The charge on the dexter (armsbearer’s right, viewer’s left) side, the lion, is drawn from the arms once borne by the Waldgraves, among whose holdings was Hausweiler. The antler (“attire” in the blazon) in base refers to the wealth of game in the countryside around the village. The birch leaf on the sinister (armsbearer's left, viewer's right) side is canting for the vanished village of Birken, whose name meant “birches”. The arms have been borne since 1964 when they were approved by the Rhineland-Palatinate Ministry of the Interior.

==Culture and sightseeing==

===Buildings===
The following are listed buildings or sites in Rhineland-Palatinate’s Directory of Cultural Monuments:
- Oberdorf – belltower, two-floor building with gabled roof, 1929, shed

===Regular events===
Hausweiler's kermis (an event that is in most places a church consecration festival, but there is no church in Hausweiler) is held on the third weekend in May. Most old customs have fallen by the wayside in Hausweiler, and are hardly practised anymore.

===Clubs===
There was long a men's singing club in the village, but now there are reportedly no longer any clubs.

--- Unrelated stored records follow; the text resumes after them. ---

PR #16863, opened 2024-12-04
chore(wallet): added param to fetchOrGetCachedWalletBalances call to align with statusgo change

saledjenic:
Corresponding `statusgo` PR: 
- https://github.com/status-im/status-go/pull/6160/files

This PR aligns with the updated `fetchOrGetCachedWalletBalances ` call. A new param was added to the call.

### DIFF
--- a/src/app_service/service/wallet_account/async_tasks.nim
+++ b/src/app_service/service/wallet_account/async_tasks.nim
@@ -90,7 +90,7 @@ proc prepareTokensTask(argEncoded: string) {.gcsafe, nimcall.} =
     "storeResult": false
   }
   try:
-    let response = backend.fetchOrGetCachedWalletBalances(arg.accounts)
+    let response = backend.fetchOrGetCachedWalletBalances(arg.accounts, false) # TODO: think should we need to use arg.storeResult or not and if yes, is it everywhere set proprely
     output["result"] = response.result
     output["storeResult"] = %* arg.storeResult
   except Exception as e:
--- a/src/backend/backend.nim
+++ b/src/backend/backend.nim
@@ -132,6 +132,7 @@ rpc(getWalletToken, "wallet"):
 
 rpc(fetchOrGetCachedWalletBalances, "wallet"):
   accounts: seq[string]
+  forceRefresh: bool
 
 rpc(fetchMarketValues, "wallet"):
   symbols: seq[string]


alaibe (approved):

anastasiyaig:
balances are being refreshed with 1-2 minutes to me, i dont see them stuck

src/app_service/service/wallet_account/async_tasks.nim
```diff
@@ -90,7 +90,7 @@ proc prepareTokensTask(argEncoded: string) {.gcsafe, nimcall.} =
     "storeResult": false
   }
   try:
-    let response = backend.fetchOrGetCachedWalletBalances(arg.accounts)
+    let response = backend.fetchOrGetCachedWalletBalances(arg.accounts, arg.storeResult)
```
dlipicar, line 93: hmm I tried following all calls to this and it's not super clear to me the storeResult value means we need to force-refresh all balances. Until now we were relying on the backend logic to determine the cache lifetime, now we're basically refetching the values every single time.

dlipicar: I don't actually understand why we wouldn't want to store whatever values we get from status-go in the local cache 🥴

dlipicar: I'd keep the old logic (so `forceRefetch = false`) until we have a good reason to change it

saledjenic: Me nighter, I could hardcode it to `false` in the call and that would be the same as it was before this change.
But I see no point in `storeResult` on the desktop app side without providing it to statusgo. That's why I included it in the call.

Maybe @Khushboo-dev-cpp may say more since she introduced it.

dlipicar (approved):

src/app_service/service/wallet_account/async_tasks.nim
Khushboo-dev-cpp: @saledjenic was not introduced by me, but existed before, I might have moved the code around, I think its a good time to check if we can remove it

shivekkhurana (approved):
🚀

jrainville:
@saledjenic can you add a cherry-pick on top of the release branch please. I already created a cherry-pick for status-go https://github.com/status-im/status-go/pull/6180

Issue #16875, opened 2024-12-05
Fatal.nim(54) index out of bounds error when minting community tokens


anastasiyaig:
### Description

1. create community
2. try to mint owner token on Optimism testnet

![Image](https://github.com/user-attachments/assets/ecbc36aa-8a6a-4ecc-8d68-d1309646b041)

```
DBG 2024-12-05 08:33:51.570Z sm_primary_action                          topics="app-controller" tid=17684 file=module.nim:383 currFlow=Authentication currState=EnterPassword
DBG 2024-12-05 08:33:51.570Z NewBE_callPrivateRPC                       topics="rpc" tid=17684 file=core.nim:27 rpc_method=accounts_verifyPassword
DBG 2024-12-05 08:33:51.854Z NewBE_callPrivateRPC                       topics="rpc" tid=17684 file=core.nim:27 rpc_method=accounts_makePartiallyOperableAccoutsFullyOperable
DBG 2024-12-05 08:33:51.939Z NewBE_callPrivateRPC                       topics="rpc" tid=17684 file=core.nim:27 rpc_method=communitytokens_deployOwnerToken
ERR 2024-12-05 08:33:55.053Z rpc response error                         topics="rpc" tid=17684 file=core.nim:36 err="\nstatus-go error [methodName:communitytokens_deployOwnerToken, code:-32000, message:status-proxy-0.error: nonce too low: next nonce 37, tx nonce 36, status-proxy-fallback-1.error: nonce too low: next nonce 37, tx nonce 36, optimism-sepolia.infura.io.error: nonce too low: next nonce 37, tx nonce 36, status-proxy-fallback2-3.error: json: cannot unmarshal string into Go struct field jsonrpcMessage.error of type rpc.jsonError, optimism-sepolia-archival.rpc.grove.city.error: json: cannot unmarshal string into Go struct field jsonrpcMessage.error of type rpc.jsonError ]\n"
[...]

Issue #16860, opened 2024-12-03
Minting tokens for second community in a row crashes the app


anastasiyaig:
1. on testnet, create community and mint tokens for it on optimism
2. create another community and mint tokens for it on optimism

```
WARN [12-03|13:02:19.426] Served communitytokens_deployOwnerToken  reqid=147 duration=1.212284875s err="status-proxy-0.error: hystrix: circuit open, status-proxy-fallback-1.error: hystrix: circuit open, optimism-sepolia.infura.io.error: hystrix: circuit open, status-proxy-fallback2-3.error: 401 Unauthorized: <html>\r\n<head><title>401 Authorization Required</title></head>\r\n<body>\r\n<center><h1>401 Authorization Required</h1></center>\r\n<hr><center>nginx/1.26.2</center>\r\n</body>\r\n</html>\r\n, optimism-sepolia-archival.rpc.grove.city.error: nonce too low: next nonce 37, tx nonce 36"
ERR 2024-12-03 13:02:19.428Z rpc response error                         topics="rpc" tid=33398147 file=core.nim:36 err="\nstatus-go error [methodName:communitytokens_deployOwnerToken, code:-32000, message:status-proxy-0.error: hystrix: circuit open, status-proxy-fallback-1.error: hystrix: circuit open, optimism-sepolia.infura.io.error: hystrix: circuit open, status-proxy-fallback2-3.error: 401 Unauthorized: <html>\r\n<head><title>401 Authorization Required</title></head>\r\n<body>\r\n<center><h1>401 Authorization Required</h1></center>\r\n<hr><center>nginx/1.26.2</center>\r\n</body>\r\n</html>\r\n, optimism-sepolia-archival.rpc.grove.city.error: nonce too low: next nonce 37, tx nonce 36 ]\n"
[...]

Issue #16859, opened 2024-12-03
Minting community tokens with keycard crashes the app


anastasiyaig:
### Description

1. recover account on keycard
2. enable community creation
3. enable managing community on test net
4. create simple community
5. try to mint tokens

Result: app crashes when authenticating transaction with keycard pin

```
ERR 2024-12-03 11:34:15.303Z rpc response error                         topics="rpc" tid=33124680 file=core.nim:36 err="\nstatus-go error [methodName:communitytokens_deployOwnerToken, code:-32000, message:cannot locate account for address: 0xF38D2CD3C6Ad02dD6f8B68E0A7b2f959819954b6 ]\n"
ERR 2024-12-03 11:34:15.303Z error doing rpc request                    topics="rpc" tid=33124680 file=core.nim:39 methodName=communitytokens_deployOwnerToken exception="\nstatus-go error [methodName:communitytokens_deployOwnerToken, code:-32000, message:cannot locate account for address: 0xF38D2CD3C6Ad02dD6f8B68E0A7b2f959819954b6 ]\n"
ERR 2024-12-03 11:34:15.303Z Error deploying owner contract             topics="community-tokens-service" tid=33124680 file=service.nim:659 message="\nstatus-go error [methodName:communitytokens_deployOwnerToken, code:-32000, message:cannot locate account for address: 0xF38D2CD3C6Ad02dD6f8B68E0A7b2f959819954b6 ]\n"
INF 2024-12-03 11:34:15.303Z shutting down...                           topics="status-app" tid=33124680 file=nim_status_client.nim:222
INF 2024-12-03 11:34:15.303Z logging out...                             topics="app-controller" tid=33124680 file=app_controller.nim:296
INFO [12-03|11:34:15.356] HTTP server stopped                      endpoint=127.0.0.1:8545
INFO [12-03|11:34:15.356] HTTP server stopped                      endpoint=127.0.0.1:8586
fatal.nim(54)            sysFatal
Error: unhandled exception: index out of bounds, the container is empty [IndexDefect]
make: *** [run-macos] Error 1
```

PR #16880, opened 2024-12-05
fix(CommunityTokens): Fixing crash on token update

alexjba:
### What does the PR do

closes: #16875 #16860 #16859

NOTE: These bugs are reproducible when the minting fails on status-go side.

Fixing the out-of-bounds exception that's crashing the app.

### Affected areas

Community tokens


caybro (approved):
LGTM :100:

PR #16889, opened 2024-12-05
fix(block): remove chat and messages when blocking a contact

### LINKED ISSUE #16640: Blocking a user does not purge the database of received messages
# Bug Report

## Description

The block user popup states that blocking will purge the db of all received messages in all contexts. After blocking a user their messages remained visible in both 1-1 and community chats.

## Steps to reproduce

1. Receive messages from a user
2. Block the user
3. Review chats

Image

## Expected behavior

App behaviour and popup description should match

## Additional Information

- Status desktop version: 2.31 RC 1
- Operating System: Mac

jrainville:
### What does the PR do

Fixes #16640

This makes it so that when you block a contact, it now also removes the chat and the messages as expected by the requirements and as Mobile does.

To do so, I use the same API as mobile instead of the forked desktop one. I removed the desktop one as it is no longer needed [(see status-go PR)](https://github.com/status-im/status-go/pull/6172)

I also fixed an issue when unblocking where it would send a double toast messages with one saying you "removed the contact", but it was already removed.

### Affected areas

Chat and contacts

### Architecture compliance

[block-user.webm](https://github.com/user-attachments/assets/15eceac5-819f-4f1c-960f-65ec5f25003c)

### Impact on end user

Removes the chat and message when blocking

### How to test

- Block a contact that had sent messages
- Unblock them
- Add them again to see the 1-1 (no more messages from them [except the new CR])

### Risk 

Tick **one**:

Not much. Worst case some parts of the blocked user still appear until a restart.

### DIFF
--- a/src/app_service/service/contacts/service.nim
+++ b/src/app_service/service/contacts/service.nim
@@ -52,9 +52,6 @@ type
     publicKey*: string
     ok*: bool
 
-  RpcResponseArgs* = ref object of Args
-    response*: RpcResponse[JsonNode]
-
   AppendChatMessagesArgs* = ref object of Args
     chatId*: string
     messages*: JsonNode
@@ -395,9 +392,9 @@ QtObject:
     if self.contacts.hasKey(publicKey):
       if self.contacts[publicKey].dto.added and not self.contacts[publicKey].dto.removed and contact.added and not contact.removed:
         signal = SIGNAL_CONTACT_UPDATED
-    if contact.removed:
-      singletonInstance.globalEvents.showContactRemoved("Contact removed", fmt "You removed {contact.displayName} as a contact", contact.id)
-      signal = SIGNAL_CONTACT_REMOVED
+      if contact.removed and not self.contacts[publicKey].dto.removed:
+        singletonInstance.globalEvents.showContactRemoved("Contact removed", fmt "You removed {contact.displayName} as a contact", contact.id)
+        signal = SIGNAL_CONTACT_REMOVED
 
     self.contacts[publicKey] = self.constructContactDetails(contact)
     self.events.emit(signal, ContactArgs(contactId: publicKey))
--- a/src/app/modules/main/chat_section/module.nim
+++ b/src/app/modules/main/chat_section/module.nim
@@ -882,7 +882,7 @@ method onCategoryNameChanged*(self: Module, category: Category) =
   self.view.chatsModel().renameCategory(category.id, category.name)
 
 method onCommunityChannelDeletedOrChatLeft*(self: Module, chatId: string) =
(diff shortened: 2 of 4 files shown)


src/app_service/service/contacts/service.nim
```diff
@@ -395,9 +392,9 @@ QtObject:
     if self.contacts.hasKey(publicKey):
       if self.contacts[publicKey].dto.added and not self.contacts[publicKey].dto.removed and contact.added and not contact.removed:
         signal = SIGNAL_CONTACT_UPDATED
-    if contact.removed:
-      singletonInstance.globalEvents.showContactRemoved("Contact removed", fmt "You removed {contact.displayName} as a contact", contact.id)
-      signal = SIGNAL_CONTACT_REMOVED
+      if contact.removed and not self.contacts[publicKey].dto.removed:
```
caybro, line 395: This indentation change of the whole block... intended?

src/app_service/service/contacts/service.nim
```diff
@@ -395,9 +392,9 @@ QtObject:
...
+        singletonInstance.globalEvents.showContactRemoved("Contact removed", fmt "You removed {contact.displayName} as a contact", contact.id)
```
caybro, line 396: I don't think we need to do the notification here at all; we do those (in the correct format) in Popups.qml already. There are different permutations, depending on what other actions the user takes via the popups (like marking as untrosted, blocking, etc). All of these are processed at once, so that you don't get a single notification for each action.

caybro: Also (not a big deal atm) this is not translatable at all

src/app_service/service/contacts/service.nim
jrainville: Yes. I needed to get access to the old contact (`self.contacts[publicKey]`) and I needed to be in the `hasKey` block.

Anyway, it makes sense, since we should never warn about a contact being removed if we see them for the first time.

src/app_service/service/contacts/service.nim
jrainville: That's true. I guess we have a couple of stray notifications in Nim. I don't know if we have already an issue to refactor those to move them to QML

caybro: Yeah, there was some initial effort by Noelia (see ToastsManager.qml) but never finished actually; I guess here's one of those (many) still done on the NIM side

jrainville:
@caybro @igor-sirotin @iurimatias friendly reminder to review

caybro (approved):
LGTM 

I'll have a look at the notification within the other issue assigned to me

igor-sirotin (approved):
👏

==Economy and infrastructure==

===Economic structure===
In the years following the Second World War, the number of agricultural operations fell sharply, although the amount of agriculturally usable land was largely preserved. Thus, such operations as did still exist expanded. Farms run as main occupations became secondary. Since the mid 1990s, agricultural operations have been being given up one by one.

===Education===
As in other villages in the Amt of Grumbach, efforts also arose in Hausweiler in the late 16th century to teach children to read and write as a result of the effects wrought by the Reformation movement. Then, as now, however, the small population figure saw to it that Hausweiler could not build its own schoolhouse. Originally, schoolchildren had to attend school in neighbouring Herren-Sulzbach. Classes were held in that village for all the parish's schoolchildren – in a herdsman's house. In 1814, once schoolhouses began appearing in the parish's other villages, Hausweiler joined with Grumbach and formed with the Amt seat a school community, which lasted right up until general school reform began in 1968. Then, at first, primary school pupils attended the Grumbach-Hoppstädten primary school, while Hauptschule students from the beginning went to the Hauptschule in Lauterecken. In 2010, the Grumbach-Hoppstädten primary school was closed, and then the primary school pupils, too, began attending school in Lauterecken. The Gymnasium Lauterecken stands only a few kilometres from the village.

===Transport===
To the north runs Bundesstraße 270, from which the village of Hausweiler can be reached over a Kreisstraße. Grumbach and Lauterecken each lie some 3 km away. It is, however, 35 to 45 km to the Autobahn interchanges near Kusel and Kaiserslautern. Serving Lauterecken is a railway station on the Lautertalbahn.